Problem description
Would you please transcribe, exactly as written, the lines of the entries below starting at the one that holds "junchuanwang: Good advice. Thanks" and ending at the one that holds "junchuanwang: I think this", both included?

Excerpts from a dataset:
-.-.-
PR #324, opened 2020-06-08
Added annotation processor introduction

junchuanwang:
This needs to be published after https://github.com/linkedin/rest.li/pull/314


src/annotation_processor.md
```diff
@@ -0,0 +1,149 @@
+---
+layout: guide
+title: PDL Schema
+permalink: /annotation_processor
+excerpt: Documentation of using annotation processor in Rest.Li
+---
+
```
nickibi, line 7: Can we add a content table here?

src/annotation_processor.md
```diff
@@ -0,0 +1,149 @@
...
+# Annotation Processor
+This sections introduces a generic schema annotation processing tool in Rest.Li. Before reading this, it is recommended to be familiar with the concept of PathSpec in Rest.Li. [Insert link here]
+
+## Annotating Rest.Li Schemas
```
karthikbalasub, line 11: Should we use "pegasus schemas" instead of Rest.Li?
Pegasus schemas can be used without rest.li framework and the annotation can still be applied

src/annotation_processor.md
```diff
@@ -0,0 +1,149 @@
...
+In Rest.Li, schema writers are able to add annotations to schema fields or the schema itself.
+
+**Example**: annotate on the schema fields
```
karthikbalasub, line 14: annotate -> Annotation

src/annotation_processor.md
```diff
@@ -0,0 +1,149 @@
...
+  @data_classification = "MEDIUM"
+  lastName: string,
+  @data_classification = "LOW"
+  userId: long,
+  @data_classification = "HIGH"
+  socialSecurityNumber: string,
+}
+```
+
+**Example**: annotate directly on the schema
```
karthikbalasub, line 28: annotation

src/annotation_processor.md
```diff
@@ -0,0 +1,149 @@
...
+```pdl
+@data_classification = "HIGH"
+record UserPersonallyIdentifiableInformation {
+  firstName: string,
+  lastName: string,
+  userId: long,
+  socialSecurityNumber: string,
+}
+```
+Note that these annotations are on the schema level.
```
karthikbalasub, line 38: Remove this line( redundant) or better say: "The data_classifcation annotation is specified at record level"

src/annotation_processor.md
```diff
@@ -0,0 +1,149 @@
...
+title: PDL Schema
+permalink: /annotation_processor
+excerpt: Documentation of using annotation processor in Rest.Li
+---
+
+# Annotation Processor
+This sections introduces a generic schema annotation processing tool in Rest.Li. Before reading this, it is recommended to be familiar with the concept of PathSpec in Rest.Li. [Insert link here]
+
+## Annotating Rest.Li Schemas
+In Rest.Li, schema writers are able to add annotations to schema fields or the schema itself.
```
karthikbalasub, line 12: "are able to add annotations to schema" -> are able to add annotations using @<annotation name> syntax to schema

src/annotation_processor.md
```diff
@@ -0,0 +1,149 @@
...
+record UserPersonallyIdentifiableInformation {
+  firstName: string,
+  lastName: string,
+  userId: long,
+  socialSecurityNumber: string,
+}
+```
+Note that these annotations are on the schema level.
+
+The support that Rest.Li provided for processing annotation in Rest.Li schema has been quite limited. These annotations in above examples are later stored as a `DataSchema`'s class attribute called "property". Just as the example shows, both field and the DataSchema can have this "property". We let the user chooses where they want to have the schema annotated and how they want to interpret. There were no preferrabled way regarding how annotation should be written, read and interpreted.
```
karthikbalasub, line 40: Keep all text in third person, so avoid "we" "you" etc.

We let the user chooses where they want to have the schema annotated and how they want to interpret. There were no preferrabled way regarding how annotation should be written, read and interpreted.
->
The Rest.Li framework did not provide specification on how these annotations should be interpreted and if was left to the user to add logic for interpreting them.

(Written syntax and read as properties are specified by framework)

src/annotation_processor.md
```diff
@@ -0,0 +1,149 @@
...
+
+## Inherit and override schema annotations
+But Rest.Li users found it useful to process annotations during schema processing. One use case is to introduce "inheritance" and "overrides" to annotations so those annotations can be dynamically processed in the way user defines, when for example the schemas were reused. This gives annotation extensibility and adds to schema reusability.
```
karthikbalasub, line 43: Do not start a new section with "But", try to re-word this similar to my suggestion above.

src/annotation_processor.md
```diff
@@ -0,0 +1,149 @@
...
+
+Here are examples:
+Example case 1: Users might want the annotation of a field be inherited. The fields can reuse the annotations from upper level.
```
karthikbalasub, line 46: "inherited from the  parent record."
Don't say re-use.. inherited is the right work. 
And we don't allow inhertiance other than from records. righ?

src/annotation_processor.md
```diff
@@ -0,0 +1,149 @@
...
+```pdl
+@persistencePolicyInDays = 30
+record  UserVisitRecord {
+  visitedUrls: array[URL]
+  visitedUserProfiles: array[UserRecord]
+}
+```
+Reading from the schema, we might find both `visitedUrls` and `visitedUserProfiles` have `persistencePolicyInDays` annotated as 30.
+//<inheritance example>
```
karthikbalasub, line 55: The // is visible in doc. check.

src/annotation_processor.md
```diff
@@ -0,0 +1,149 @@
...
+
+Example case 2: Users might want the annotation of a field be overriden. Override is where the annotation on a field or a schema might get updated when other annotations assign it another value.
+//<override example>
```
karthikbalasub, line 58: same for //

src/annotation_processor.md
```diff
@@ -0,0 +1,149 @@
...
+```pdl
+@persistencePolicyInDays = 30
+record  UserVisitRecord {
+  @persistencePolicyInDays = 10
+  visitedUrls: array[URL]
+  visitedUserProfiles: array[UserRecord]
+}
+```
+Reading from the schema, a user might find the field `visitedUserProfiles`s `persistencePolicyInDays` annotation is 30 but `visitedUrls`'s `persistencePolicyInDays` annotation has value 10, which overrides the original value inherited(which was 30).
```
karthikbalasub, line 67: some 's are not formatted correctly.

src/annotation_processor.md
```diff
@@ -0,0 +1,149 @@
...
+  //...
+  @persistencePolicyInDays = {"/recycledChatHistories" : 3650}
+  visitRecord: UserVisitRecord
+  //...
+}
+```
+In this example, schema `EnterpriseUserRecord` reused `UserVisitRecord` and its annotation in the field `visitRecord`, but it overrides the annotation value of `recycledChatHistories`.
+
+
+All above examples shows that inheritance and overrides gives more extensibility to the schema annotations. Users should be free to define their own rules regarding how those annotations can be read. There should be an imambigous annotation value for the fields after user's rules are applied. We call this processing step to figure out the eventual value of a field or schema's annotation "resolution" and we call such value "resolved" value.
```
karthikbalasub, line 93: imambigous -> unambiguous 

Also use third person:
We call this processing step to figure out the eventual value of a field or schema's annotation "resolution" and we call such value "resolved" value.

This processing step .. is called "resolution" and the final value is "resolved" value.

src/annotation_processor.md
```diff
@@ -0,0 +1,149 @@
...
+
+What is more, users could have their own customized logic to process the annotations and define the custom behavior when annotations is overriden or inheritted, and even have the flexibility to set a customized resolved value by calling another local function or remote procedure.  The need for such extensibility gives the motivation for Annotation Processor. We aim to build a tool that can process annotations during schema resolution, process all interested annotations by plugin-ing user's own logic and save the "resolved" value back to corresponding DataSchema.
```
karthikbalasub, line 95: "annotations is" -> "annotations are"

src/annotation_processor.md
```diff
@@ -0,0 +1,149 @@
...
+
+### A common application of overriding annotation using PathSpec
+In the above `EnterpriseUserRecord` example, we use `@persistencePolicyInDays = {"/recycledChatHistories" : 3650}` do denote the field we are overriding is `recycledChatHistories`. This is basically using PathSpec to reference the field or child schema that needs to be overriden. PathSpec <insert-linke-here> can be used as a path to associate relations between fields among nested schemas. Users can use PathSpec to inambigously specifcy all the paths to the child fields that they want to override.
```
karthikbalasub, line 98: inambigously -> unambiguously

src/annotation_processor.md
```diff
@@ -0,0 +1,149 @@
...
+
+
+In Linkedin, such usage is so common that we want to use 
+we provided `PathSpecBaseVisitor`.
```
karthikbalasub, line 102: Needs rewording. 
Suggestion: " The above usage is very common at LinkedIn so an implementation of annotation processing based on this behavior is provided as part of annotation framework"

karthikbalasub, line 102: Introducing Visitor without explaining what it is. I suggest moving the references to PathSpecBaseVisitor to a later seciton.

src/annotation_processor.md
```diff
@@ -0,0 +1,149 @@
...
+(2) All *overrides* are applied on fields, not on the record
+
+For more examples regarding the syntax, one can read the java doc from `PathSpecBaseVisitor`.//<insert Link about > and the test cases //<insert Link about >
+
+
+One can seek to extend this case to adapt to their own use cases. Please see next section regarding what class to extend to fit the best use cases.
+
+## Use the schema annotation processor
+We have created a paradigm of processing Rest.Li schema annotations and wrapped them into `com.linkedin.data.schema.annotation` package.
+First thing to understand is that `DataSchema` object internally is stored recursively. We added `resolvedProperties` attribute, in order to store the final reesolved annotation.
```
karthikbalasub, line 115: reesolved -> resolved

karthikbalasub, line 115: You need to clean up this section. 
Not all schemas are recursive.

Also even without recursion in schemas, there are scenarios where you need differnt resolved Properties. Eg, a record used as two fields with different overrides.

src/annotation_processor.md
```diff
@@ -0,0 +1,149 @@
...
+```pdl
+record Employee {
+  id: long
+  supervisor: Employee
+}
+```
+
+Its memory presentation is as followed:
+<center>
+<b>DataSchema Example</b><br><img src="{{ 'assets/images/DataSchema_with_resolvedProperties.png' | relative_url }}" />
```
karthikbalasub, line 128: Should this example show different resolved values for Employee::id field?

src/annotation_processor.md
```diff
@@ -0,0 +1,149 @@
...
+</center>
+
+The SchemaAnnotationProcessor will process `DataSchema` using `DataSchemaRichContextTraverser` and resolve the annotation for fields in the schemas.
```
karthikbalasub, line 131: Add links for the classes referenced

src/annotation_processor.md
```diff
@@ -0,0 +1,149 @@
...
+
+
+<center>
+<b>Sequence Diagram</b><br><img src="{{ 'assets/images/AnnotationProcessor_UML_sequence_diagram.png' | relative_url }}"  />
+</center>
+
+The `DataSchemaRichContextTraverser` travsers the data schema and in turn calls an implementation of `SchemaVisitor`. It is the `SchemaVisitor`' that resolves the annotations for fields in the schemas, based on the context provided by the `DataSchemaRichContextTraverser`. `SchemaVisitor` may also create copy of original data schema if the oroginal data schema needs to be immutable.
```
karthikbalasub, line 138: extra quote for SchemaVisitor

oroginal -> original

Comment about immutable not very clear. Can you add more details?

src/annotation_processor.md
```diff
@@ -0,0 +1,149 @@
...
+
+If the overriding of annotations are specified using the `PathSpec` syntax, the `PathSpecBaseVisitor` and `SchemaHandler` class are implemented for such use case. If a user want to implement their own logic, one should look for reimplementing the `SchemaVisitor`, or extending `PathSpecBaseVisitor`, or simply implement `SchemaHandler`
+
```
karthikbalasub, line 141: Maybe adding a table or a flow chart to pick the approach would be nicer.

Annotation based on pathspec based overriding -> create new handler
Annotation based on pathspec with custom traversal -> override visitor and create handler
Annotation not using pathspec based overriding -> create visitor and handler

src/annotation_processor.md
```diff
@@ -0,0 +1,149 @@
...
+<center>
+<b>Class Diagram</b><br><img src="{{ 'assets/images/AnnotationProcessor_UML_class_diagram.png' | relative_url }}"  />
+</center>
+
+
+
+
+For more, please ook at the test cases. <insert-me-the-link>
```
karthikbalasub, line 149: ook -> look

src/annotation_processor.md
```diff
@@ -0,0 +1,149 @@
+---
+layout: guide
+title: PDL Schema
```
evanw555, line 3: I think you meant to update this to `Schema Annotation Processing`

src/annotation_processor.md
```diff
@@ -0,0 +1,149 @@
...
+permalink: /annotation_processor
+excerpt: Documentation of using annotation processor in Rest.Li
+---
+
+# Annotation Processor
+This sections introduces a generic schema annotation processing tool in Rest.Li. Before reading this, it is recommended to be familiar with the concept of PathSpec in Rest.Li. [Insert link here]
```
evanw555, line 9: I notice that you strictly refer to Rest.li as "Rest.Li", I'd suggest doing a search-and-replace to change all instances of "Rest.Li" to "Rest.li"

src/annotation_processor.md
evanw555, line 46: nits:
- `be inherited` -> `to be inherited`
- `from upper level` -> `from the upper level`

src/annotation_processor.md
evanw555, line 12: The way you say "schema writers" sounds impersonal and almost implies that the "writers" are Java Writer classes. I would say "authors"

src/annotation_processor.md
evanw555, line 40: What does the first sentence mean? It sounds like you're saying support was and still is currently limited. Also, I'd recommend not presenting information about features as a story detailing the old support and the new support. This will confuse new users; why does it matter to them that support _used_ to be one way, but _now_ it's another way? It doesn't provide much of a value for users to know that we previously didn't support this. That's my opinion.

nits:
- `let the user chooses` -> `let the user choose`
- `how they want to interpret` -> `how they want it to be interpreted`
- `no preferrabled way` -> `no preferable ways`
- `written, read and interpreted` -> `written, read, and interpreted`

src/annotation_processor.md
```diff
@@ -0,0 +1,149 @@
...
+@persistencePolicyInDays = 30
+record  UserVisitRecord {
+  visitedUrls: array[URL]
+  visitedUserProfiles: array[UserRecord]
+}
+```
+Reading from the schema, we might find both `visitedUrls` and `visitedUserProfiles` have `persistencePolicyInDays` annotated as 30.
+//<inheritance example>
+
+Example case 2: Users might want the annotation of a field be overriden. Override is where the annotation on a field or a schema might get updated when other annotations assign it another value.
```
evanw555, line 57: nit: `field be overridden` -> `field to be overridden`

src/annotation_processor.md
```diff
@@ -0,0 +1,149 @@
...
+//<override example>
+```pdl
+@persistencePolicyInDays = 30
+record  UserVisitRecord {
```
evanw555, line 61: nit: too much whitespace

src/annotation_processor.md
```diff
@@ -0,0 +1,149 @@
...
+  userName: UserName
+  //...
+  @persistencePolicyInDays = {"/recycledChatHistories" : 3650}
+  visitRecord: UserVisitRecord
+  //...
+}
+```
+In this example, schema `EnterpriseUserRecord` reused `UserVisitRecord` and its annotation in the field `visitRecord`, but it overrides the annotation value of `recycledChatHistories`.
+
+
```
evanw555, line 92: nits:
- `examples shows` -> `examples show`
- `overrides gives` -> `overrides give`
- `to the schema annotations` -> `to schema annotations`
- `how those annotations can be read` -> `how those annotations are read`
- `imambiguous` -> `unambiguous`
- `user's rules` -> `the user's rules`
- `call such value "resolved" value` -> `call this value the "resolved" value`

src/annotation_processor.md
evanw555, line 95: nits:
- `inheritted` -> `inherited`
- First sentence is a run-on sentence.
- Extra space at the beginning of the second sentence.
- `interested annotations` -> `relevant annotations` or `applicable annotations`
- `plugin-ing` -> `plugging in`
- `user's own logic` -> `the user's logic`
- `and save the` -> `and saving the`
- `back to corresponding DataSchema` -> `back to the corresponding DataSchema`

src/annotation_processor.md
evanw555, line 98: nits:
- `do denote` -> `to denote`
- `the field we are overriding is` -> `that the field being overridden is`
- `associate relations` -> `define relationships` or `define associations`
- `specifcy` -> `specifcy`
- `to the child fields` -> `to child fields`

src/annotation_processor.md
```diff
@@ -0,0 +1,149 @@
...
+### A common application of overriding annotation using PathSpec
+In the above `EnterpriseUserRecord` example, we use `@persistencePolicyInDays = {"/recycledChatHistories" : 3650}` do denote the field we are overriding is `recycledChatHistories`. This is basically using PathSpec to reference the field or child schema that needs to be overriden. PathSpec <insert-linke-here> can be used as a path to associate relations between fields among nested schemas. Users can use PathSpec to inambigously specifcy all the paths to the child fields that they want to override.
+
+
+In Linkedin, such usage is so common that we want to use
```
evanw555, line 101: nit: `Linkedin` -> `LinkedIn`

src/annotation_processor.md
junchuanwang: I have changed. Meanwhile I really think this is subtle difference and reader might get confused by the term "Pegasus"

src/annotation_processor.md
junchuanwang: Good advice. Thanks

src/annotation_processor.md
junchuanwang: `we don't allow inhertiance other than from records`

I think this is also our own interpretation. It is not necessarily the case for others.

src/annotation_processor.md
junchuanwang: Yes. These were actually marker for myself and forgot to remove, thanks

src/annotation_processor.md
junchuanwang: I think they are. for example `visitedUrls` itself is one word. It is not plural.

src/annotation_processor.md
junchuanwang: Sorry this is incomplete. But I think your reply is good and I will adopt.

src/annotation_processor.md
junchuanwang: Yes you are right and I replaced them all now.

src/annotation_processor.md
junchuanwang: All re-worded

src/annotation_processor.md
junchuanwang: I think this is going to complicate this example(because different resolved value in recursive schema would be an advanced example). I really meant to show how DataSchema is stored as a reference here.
-.-.-
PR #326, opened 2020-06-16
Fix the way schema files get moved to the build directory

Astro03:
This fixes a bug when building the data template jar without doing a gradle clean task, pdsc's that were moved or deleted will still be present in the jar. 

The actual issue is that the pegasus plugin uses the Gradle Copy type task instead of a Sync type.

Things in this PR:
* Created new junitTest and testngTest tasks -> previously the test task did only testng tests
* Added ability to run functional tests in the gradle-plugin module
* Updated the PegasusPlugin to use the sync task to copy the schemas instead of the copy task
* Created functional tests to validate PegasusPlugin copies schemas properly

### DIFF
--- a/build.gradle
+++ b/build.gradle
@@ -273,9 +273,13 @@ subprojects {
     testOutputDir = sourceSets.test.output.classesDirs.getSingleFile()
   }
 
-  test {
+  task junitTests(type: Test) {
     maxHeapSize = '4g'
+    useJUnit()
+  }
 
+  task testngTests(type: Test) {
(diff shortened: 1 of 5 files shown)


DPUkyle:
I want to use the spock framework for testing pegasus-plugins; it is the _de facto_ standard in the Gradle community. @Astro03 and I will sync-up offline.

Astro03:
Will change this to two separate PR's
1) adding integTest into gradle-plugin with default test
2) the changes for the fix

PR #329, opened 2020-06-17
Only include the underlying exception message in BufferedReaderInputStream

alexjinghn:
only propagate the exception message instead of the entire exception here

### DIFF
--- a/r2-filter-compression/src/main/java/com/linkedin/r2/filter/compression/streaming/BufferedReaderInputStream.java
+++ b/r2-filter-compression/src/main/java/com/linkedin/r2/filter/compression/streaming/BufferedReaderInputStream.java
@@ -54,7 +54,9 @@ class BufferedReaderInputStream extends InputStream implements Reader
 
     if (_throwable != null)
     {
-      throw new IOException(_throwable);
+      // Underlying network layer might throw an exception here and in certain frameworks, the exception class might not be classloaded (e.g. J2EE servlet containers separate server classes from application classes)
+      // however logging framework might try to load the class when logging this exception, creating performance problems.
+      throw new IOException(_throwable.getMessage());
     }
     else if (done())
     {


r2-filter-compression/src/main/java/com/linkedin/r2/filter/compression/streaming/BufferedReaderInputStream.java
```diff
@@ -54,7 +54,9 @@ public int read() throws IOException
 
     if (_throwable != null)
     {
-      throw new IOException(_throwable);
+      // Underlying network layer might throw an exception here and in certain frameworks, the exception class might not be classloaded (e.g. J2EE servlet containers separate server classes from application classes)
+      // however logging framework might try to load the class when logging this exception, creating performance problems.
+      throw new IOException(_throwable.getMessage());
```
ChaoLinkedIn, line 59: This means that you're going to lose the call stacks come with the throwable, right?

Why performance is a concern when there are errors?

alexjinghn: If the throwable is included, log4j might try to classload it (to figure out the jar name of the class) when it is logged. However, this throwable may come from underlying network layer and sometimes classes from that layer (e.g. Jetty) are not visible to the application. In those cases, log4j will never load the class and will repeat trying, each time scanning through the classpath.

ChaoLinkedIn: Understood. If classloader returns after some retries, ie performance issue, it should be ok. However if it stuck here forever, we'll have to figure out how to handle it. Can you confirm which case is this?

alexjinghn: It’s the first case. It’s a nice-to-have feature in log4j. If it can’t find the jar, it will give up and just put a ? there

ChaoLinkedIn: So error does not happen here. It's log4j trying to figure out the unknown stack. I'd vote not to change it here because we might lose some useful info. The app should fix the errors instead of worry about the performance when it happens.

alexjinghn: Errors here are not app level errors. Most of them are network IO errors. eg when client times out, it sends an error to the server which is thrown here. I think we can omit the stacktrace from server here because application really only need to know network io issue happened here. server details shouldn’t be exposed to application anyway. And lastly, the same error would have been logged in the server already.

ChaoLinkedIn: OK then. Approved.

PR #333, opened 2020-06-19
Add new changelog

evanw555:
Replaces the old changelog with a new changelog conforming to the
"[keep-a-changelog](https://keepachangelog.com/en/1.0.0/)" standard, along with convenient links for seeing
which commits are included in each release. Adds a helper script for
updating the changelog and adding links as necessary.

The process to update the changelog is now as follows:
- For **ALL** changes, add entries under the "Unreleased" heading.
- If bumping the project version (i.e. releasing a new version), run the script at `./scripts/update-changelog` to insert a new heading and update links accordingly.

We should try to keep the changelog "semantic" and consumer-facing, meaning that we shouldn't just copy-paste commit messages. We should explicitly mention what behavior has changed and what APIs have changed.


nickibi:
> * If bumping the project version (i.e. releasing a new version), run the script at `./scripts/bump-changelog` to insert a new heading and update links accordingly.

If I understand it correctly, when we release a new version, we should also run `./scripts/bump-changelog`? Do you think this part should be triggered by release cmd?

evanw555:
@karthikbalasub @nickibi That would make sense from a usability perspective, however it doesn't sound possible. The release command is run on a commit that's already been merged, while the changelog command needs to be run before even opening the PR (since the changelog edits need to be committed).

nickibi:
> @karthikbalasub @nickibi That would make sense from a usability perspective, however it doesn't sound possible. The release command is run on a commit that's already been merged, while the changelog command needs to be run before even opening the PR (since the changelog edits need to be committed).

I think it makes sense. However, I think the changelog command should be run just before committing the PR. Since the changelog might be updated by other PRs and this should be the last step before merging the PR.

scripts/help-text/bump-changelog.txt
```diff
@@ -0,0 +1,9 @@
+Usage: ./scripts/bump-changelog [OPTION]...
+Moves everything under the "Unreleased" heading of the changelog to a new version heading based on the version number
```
-.-.-
Result for this task
junchuanwang: Good advice. Thanks

src/annotation_processor.md
junchuanwang: `we don't allow inhertiance other than from records`

I think this is also our own interpretation. It is not necessarily the case for others.

src/annotation_processor.md
junchuanwang: Yes. These were actually marker for myself and forgot to remove, thanks

src/annotation_processor.md
junchuanwang: I think they are. for example `visitedUrls` itself is one word. It is not plural.

src/annotation_processor.md
junchuanwang: Sorry this is incomplete. But I think your reply is good and I will adopt.

src/annotation_processor.md
junchuanwang: Yes you are right and I replaced them all now.

src/annotation_processor.md
junchuanwang: All re-worded

src/annotation_processor.md
junchuanwang: I think this is going to complicate this example(because different resolved value in recursive schema would be an advanced example). I really meant to show how DataSchema is stored as a reference here.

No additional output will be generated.